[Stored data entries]
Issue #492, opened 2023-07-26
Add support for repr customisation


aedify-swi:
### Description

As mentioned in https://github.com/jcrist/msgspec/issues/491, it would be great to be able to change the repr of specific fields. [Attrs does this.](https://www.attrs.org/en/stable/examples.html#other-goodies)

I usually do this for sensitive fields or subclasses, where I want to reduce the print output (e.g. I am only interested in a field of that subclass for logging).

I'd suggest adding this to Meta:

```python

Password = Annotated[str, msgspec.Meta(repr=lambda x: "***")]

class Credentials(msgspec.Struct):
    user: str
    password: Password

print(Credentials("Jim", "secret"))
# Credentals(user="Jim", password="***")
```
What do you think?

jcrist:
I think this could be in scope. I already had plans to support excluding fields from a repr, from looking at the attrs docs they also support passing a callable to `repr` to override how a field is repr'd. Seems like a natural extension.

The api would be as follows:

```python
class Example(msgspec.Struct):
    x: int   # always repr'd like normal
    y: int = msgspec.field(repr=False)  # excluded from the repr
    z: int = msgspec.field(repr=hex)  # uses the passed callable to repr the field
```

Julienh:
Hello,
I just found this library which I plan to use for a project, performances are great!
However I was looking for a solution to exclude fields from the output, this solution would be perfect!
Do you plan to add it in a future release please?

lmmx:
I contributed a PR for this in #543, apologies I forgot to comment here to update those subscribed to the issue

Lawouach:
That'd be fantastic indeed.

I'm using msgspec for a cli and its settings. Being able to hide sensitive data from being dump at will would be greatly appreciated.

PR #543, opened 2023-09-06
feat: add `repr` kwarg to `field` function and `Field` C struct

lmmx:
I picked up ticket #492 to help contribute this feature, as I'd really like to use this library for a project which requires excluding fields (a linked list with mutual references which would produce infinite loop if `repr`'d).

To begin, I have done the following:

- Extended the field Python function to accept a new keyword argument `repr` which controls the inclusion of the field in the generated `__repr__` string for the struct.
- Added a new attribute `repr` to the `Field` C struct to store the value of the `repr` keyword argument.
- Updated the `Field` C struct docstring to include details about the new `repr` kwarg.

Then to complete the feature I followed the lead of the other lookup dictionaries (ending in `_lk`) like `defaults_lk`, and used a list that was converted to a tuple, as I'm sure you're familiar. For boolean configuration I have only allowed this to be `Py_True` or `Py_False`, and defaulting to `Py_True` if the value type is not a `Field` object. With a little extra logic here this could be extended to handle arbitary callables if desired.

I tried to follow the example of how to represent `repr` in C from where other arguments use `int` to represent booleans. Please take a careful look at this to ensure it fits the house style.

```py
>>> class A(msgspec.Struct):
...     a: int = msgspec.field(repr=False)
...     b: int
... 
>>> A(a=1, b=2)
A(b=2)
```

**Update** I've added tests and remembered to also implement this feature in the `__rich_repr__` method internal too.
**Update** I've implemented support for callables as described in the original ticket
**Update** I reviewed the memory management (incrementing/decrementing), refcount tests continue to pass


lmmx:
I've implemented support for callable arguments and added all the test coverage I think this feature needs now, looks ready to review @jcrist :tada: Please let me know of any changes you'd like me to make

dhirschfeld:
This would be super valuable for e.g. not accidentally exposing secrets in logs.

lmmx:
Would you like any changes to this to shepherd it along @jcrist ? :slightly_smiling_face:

--

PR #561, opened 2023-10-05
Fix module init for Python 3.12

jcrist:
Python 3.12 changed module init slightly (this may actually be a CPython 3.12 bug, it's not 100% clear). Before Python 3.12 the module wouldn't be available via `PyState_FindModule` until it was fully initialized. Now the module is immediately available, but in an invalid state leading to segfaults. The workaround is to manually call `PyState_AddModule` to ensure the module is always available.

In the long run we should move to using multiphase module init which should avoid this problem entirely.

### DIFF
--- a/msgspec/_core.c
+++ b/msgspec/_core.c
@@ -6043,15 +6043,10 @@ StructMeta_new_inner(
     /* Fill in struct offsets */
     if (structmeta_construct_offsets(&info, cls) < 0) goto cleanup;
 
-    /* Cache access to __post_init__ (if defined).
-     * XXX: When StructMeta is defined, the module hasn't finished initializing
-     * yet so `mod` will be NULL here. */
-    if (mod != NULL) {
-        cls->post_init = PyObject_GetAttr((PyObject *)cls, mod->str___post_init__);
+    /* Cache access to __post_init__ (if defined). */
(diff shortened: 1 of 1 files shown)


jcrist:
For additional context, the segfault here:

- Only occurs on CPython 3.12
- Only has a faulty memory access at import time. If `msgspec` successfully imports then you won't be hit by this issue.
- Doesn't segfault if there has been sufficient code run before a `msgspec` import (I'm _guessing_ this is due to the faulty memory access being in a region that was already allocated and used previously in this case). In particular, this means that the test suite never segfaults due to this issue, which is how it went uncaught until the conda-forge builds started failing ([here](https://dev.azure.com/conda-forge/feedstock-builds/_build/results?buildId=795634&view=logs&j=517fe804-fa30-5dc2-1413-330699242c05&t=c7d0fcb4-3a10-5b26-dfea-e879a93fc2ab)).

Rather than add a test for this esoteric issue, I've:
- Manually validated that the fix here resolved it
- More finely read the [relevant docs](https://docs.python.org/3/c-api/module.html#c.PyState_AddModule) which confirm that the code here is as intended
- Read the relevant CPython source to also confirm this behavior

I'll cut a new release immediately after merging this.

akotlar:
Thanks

--

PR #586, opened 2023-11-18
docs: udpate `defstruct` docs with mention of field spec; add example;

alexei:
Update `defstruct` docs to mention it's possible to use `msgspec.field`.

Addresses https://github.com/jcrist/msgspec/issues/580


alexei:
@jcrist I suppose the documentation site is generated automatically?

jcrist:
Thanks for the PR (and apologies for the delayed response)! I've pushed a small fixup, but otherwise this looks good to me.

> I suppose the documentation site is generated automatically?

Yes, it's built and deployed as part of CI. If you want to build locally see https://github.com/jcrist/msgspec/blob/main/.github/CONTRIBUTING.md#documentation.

- Task details -
Write out, from the lines above, only those from the line with "Thanks for the" to the line with "Yes, it's built", exactly as given, including the first and the last.

- Answer to the exercise -
Thanks for the PR (and apologies for the delayed response)! I've pushed a small fixup, but otherwise this looks good to me.

> I suppose the documentation site is generated automatically?

Yes, it's built and deployed as part of CI. If you want to build locally see https://github.com/jcrist/msgspec/blob/main/.github/CONTRIBUTING.md#documentation.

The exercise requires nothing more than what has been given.